I guess what I'm just asking...From normal people's standards, am I too aggressive of woman? It's not like I go up to men and ask for their phone number. But if I'm getting mixed signals or good signals from one, and I'm wondering, I'd rather ask flirtily and get the answer straight, instead of waste brain power and energy on wondering. And with my "friend" the other night..I figured, heck, I could die tomorrow. I would rather know than always wonder what he was scheming.

 

So, people, am I considered aggressive for a 24 year old woman? Offputting? Is there/was there anything wrong with me asking for these clarifications? Or was I just raised by overly religious, overly conservative, you-should-be married-by-the-time-you're-24-and-not-wearing-bikinis, type of people? I've always wondered.

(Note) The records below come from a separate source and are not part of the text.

PR #620, opened 2023-09-13
MODINV-863:  Add necessary interface into required interfaces in mod-inventory md

Maksat-Galymzhan:
## Purpose
Add necessary interface into required interfaces in mod-inventory md

## Approach
[MODINV-863](https://issues.folio.org/browse/MODINV-863)

### DIFF
--- a/descriptors/ModuleDescriptor-template.json
+++ b/descriptors/ModuleDescriptor-template.json
@@ -592,6 +592,10 @@
     {
       "id": "bound-with-parts-storage",
       "version": "1.0"
+    },
+    {
+      "id": "authority-storage",
+      "version": "2.0"
     }
   ],
   "optional": [


descriptors/ModuleDescriptor-template.json
```diff
@@ -592,6 +592,10 @@
     {
       "id": "bound-with-parts-storage",
       "version": "1.0"
+    },
+    {
+      "id": "authority-storage",
+      "version": "1.1"
```
KaterynaSenchenko, line 598: Hi @Maksat-Galymzhan, please find which module provides this interface and what is the latest version. I have suspicion that it was upgraded in the current dev cycle (Poppy release)

Maksat-Galymzhan: you are right,  there is a new version which is [2.0](https://github.com/folio-org/mod-entities-links/blob/master/pom.xml)

KaterynaSenchenko (approved):

PR #621, opened 2023-09-15
[MODSOURCE-646] Set central tenant to context at post processing during consortium flow

RomanChernetskyi:
### Purpose
Set central tenant to context at post processing during consortium flow
### Approach
Set central tenant to context for post processing if event payload contains flag


src/main/java/org/folio/inventory/dataimport/handlers/actions/MarcBibMatchedPostProcessingEventHandler.java
```diff
@@ -39,6 +43,7 @@ public class MarcBibMatchedPostProcessingEventHandler implements EventHandler {
   private static final String ERROR_HOLDING_MSG = "Error loading inventory holdings for MARC BIB";
   private static final String MATCHED_MARC_BIB_KEY = "MATCHED_MARC_BIBLIOGRAPHIC";
   private final Storage storage;
+  public static final String CENTRAL_TENANT_ID = "CENTRAL_TENANT_ID";
```
yaroslav-epam, line 46: Looks like the constant might be private

yaroslav-epam (approved):

okolawole-ebsco (approved):

src/main/java/org/folio/inventory/dataimport/handlers/actions/MarcBibMatchedPostProcessingEventHandler.java
RomanChernetskyi: Thanks, done

src/main/java/org/folio/inventory/dataimport/handlers/actions/MarcBibModifiedPostProcessingEventHandler.java
```diff
@@ -32,6 +32,7 @@
 import static org.apache.commons.lang3.StringUtils.isBlank;
 import static org.folio.ActionProfile.FolioRecord.INSTANCE;
 import static org.folio.DataImportEventTypes.DI_SRS_MARC_BIB_RECORD_MODIFIED_READY_FOR_POST_PROCESSING;
+import static org.folio.inventory.dataimport.handlers.actions.MarcBibMatchedPostProcessingEventHandler.getTenant;
```
RuslanLavrov, line 35: propose to move MarcBibMatchedPostProcessingEventHandler.getTenant() method to the EventHandlingUtil class since we use it in both handlers MarcBibMatchedPostProcessingEventHandler and MarcBibModifiedPostProcessingEventHandler

RuslanLavrov (approved):

src/main/java/org/folio/inventory/dataimport/handlers/actions/MarcBibModifiedPostProcessingEventHandler.java
RomanChernetskyi: Thanks, done

PR #622, opened 2023-09-22
[MODINV-868] Perform MARC To Instance Matching in Local Tenant & Central Tenant

RomanChernetskyi:


src/main/java/org/folio/inventory/dataimport/handlers/matching/AbstractMatchEventHandler.java
```diff
@@ -63,12 +70,58 @@ public CompletableFuture<DataImportEventPayload> handle(DataImportEventPayload d
...
+        if (consortiumConfiguration.isPresent() && !consortiumConfiguration.get().getCentralTenantId().equals(context.getTenantId())) {
+          LOGGER.debug("matchCentralTenantIfNeeded:: Start matching on central tenant with id: {}", consortiumConfiguration.get().getCentralTenantId());
+          String localMatchedInstance = dataImportEventPayload.getContext().get(getEntityType().value());
+          preparePayloadBeforeConsortiumProcessing(dataImportEventPayload, consortiumConfiguration.get(), mappingMetadataDto, matchingParametersRelations);
+          return MatchingManager.match(dataImportEventPayload)
+            .thenCompose(isMatchedConsortium -> {
+              dataImportEventPayload.setTenant(context.getTenantId());
+              if (isMatchedConsortium && isMatchedLocal) {
+                LOGGER.warn("matchCentralTenantIfNeeded:: Found multiple results during matching on local tenant: {} and central tenant: {} ",
+                  consortiumConfiguration.get().getCentralTenantId(), context.getTenantId());
```
okolawole-ebsco, line 101: I think there is a case where a shared instance is matched in the central tenant and the corresponding shadow instance in matched in the local tenant. So it is possible to have multiple results and still be fine. What do you think?

src/main/java/org/folio/inventory/dataimport/handlers/matching/AbstractMatchEventHandler.java
```diff
@@ -63,12 +70,58 @@ public CompletableFuture<DataImportEventPayload> handle(DataImportEventPayload d
...
+                return CompletableFuture.failedFuture(new MatchingException(String.format(FOUND_MULTIPLE_ENTITIES, context.getTenantId(), consortiumConfiguration.get().getCentralTenantId())));
+              }
+              if (StringUtils.isEmpty(dataImportEventPayload.getContext().get(getEntityType().value()))) {
+                LOGGER.debug("matchCentralTenantIfNeeded:: Matched on local tenant: {}", context.getTenantId());
```
okolawole-ebsco, line 105: should this log line be shown when we match on local tenant?
Thinking we would see log lines that shows there is a match on central+local but no log for match on local only.

src/main/java/org/folio/inventory/dataimport/handlers/matching/AbstractMatchEventHandler.java
RomanChernetskyi: Hi, Olamide, thanks, this is a good point, I added a check if the Instance matched locally is a shadow instance, if yes we do not start the consortium matching process

okolawole-ebsco: As discussed in our meeting today, more changes are going to be made?

RomanChernetskyi: Added this changes, please review

src/main/java/org/folio/inventory/dataimport/handlers/matching/AbstractMatchEventHandler.java
```diff
@@ -86,4 +147,5 @@ public boolean isEligible(DataImportEventPayload dataImportEventPayload) {
 
   protected abstract String getNotMatchedEventType();
 
+  protected abstract boolean isConsortiumAvailable();
```
KaterynaSenchenko, line 150:
```suggestion
  protected abstract boolean isConsortiumActionAvailable();
```
let's make it a be more clear

KaterynaSenchenko (approved):

RuslanLavrov (approved):

PR #627, opened 2023-09-28
MODINV-866: Add deduplication mechanism for sharing Instance.

VRohach:
## Purpose
This needs to avoid event duplication for mod-inventory module in the scope of Instance-sharing.

## Approach
There was added a table named "events_shared_instances" with only one column - "event_id" as a primary key.
When ConsortiumInstanceSharingHandler started, the eventId from Kafka-record will be saved inside new DB-table.
If there is the same eventId - handle it via specific PGException Error Code and ignore the other logic inside ConsortiumInstanceSharingHandler.
So, deduplication is based on eventId from Kafka-event.
Moreover, this mechanism is easy-to-extend in the future. (If we will need some deduplications based ONLY ON eventId, NOT recordId+entityId). Just add new tableName to the enum and create a table for it.
New Services/DAOs/Entities were added.
New Tests added. Existed tests are fixed.
NEWS updated.
This mechanism was tested on the rancher env via Kafka-ui tool. (duplicated event were sent)

## Learning
JIRA: https://issues.folio.org/browse/MODINV-866


src/main/resources/liquibase/tenant/scripts/v-20.1.0/2023-09-28--14-00-create-events-shared-instances-table.xml
```diff
@@ -0,0 +1,15 @@
+<databaseChangeLog
+  xmlns="http://www.liquibase.org/xml/ns/dbchangelog"
+  xmlns:xsi="http://www.w3.org/2001/XMLSchema-instance"
+  xsi:schemaLocation="http://www.liquibase.org/xml/ns/dbchangelog
+    http://www.liquibase.org/xml/ns/dbchangelog/dbchangelog-4.0.xsd">
+
+  <changeSet id="2023-09-28--14-00-create-events-shared-instances-table" author="VolodymyrRohach">
+    <createTable tableName="events_shared_instances">
+      <column name="event_id" type="uuid">
```
okolawole-ebsco, line 9: please add date fields to the table

VRohach: @okolawole-ebsco  Good point. Added.

KaterynaSenchenko (approved):

src/main/java/org/folio/inventory/common/dao/EventIdStorageDaoImpl.java
```diff
@@ -0,0 +1,47 @@
...
+import org.apache.logging.log4j.Logger;
+import org.folio.inventory.domain.relationship.EventTable;
+import org.folio.inventory.domain.relationship.EventToEntity;
+
+import java.util.UUID;
+
+public class EventIdStorageDaoImpl implements EventIdStorageDao {
+  private static final Logger LOGGER = LogManager.getLogger(EventIdStorageDaoImpl.class);
+
+  private static final String INSERT_FUNCTION = "INSERT INTO {schemaName}.{tableName} VALUES ($1::uuid, current_timestamp) RETURNING *;";
```
okolawole-ebsco, line 17: Due to the nature of this table, it can get intense(high cpu) when allowing the database to set the "current date". Under high load it is better to generate the date from the app tier and just send the data to the database.

VRohach: @okolawole-ebsco  As far as I remember, in most places, we left this datetime-generation to the DB side. 
This is good point for the future (maybe to move this generation to the Java-code, not functions/trigger on the DB-side...?)
So yes, I improved it here - moved this generation to the codebase.
Could you please double-check it?

Maksat-Galymzhan (approved):

RuslanLavrov (approved):

okolawole-ebsco (approved):

src/main/java/org/folio/inventory/domain/relationship/EventTable.java
```diff
@@ -0,0 +1,17 @@
...
+/**
+ * Enum which stores pointer on DB-tableNames inside.
+ */
+@Getter
+public enum EventTable {
+  SHARED_INSTANCE("events_shared_instances");
+
+  private final String tableName;
+
+  EventTable(String tableName) {
```
yaroslav-epam, line 14: since Lombok is used `@RequiredArgsConstructor` could be applied

yaroslav-epam (approved):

Edited by LifeandPerseverance
  • Like 1
Posted

I am very direct/blunt myself. So I personally appreciate the same quality in a woman.

 

Let's me know where she stands from the get go so there is no guess work involved.

Posted

It's your family being sexist and judgmental.

 

I'm a woman who is also pretty straightforward and honest with men. I don't like wasting too much time figuring out what's going on. If I can't figure it out on my own, I usually end up asking what's up. Better than beating around the bush and being confused or making the wrong assumptions. So no, I wouldn't consider you aggressive, although other people might see it that way. And look, if you want to ask guys for their number, or ask them out, do it. A lot of guys appreciate the girl making the first move.

Posted

I think directness and determination are great traits in women, very attractive. This is 2015, don't change. :)

  • Like 2
Posted
I think directness and determination are great traits in women, very attractive. This is 2015, don't change. :)

 

I absolutely agree

Posted

I agree with your brother. If you like a guy who keeps inviting you out, let him kiss you or kiss him and take it from there. Flirting is a kind of dance, you aren't meant to call them out like a little kid would. Not very graceful.

Posted

Your family is being quite sexist. This isn't the 1950s anymore.

 

I am very straightforward and honest. I don't beat around the bush because I think that wastes time. If I was interested in someone, hell yes I'd ask for their number or even ask them out.

 

I am a very strong woman and I refuse to be with someone who cannot handle that.

Posted

 

So, people, am I considered aggressive for a 24 year old woman? Offputting? Is there/was there anything wrong with me asking for these clarifications? Or was I just raised by overly religious, overly conservative, you-should-be married-by-the-time-you're-24-and-not-wearing-bikinis, type of people? I've always wondered.

 

I've read your post twice and don't see anything that could even remotely be considered too forward or overly aggressive.

Posted

You sound like a girl not woman. Replace blunt and aggressive with doesn't know self / doesn't know what wants / has no idea how to get it.

 

Was shocked 24, only perhaps shouldn't be.

 

Forgive if blunt and aggressive.

Posted

Maybe good girls don't act the way you do, but who says it's better to be a good girl anyway? If you consider all the guys on LS who can't read signals from a girl, they would love to have you make it easy on them by putting the attraction subject right in the open. The concern is that your forward approach will have guys sexualizing you very early in relationships, or before one is even established. You might find yourself having difficulty figuring out which guys want a relationship and who just wants you for sex.

 

Personally, I would find it refreshing having a girl put it out in the open the way you do.

 

Also, I agree with Vercetti. I was guessing you are a teen still in high school until I saw you're 24 y/o! Why at 24 are you being caught by his brother? Why don't you or your boyfriend have your own place by now?

 

It seems likely you were raised by overly cautions, conservative, religious parents. You might be behind your peers in dating acumen as a result. It's fine to be direct with men, but you may find it useful to progress a relationship at a slower pace.

Posted

There is no such thing.

 

I welcome and appreciate direct, forward behavior.

Posted

Assertive and aggressive are two different things.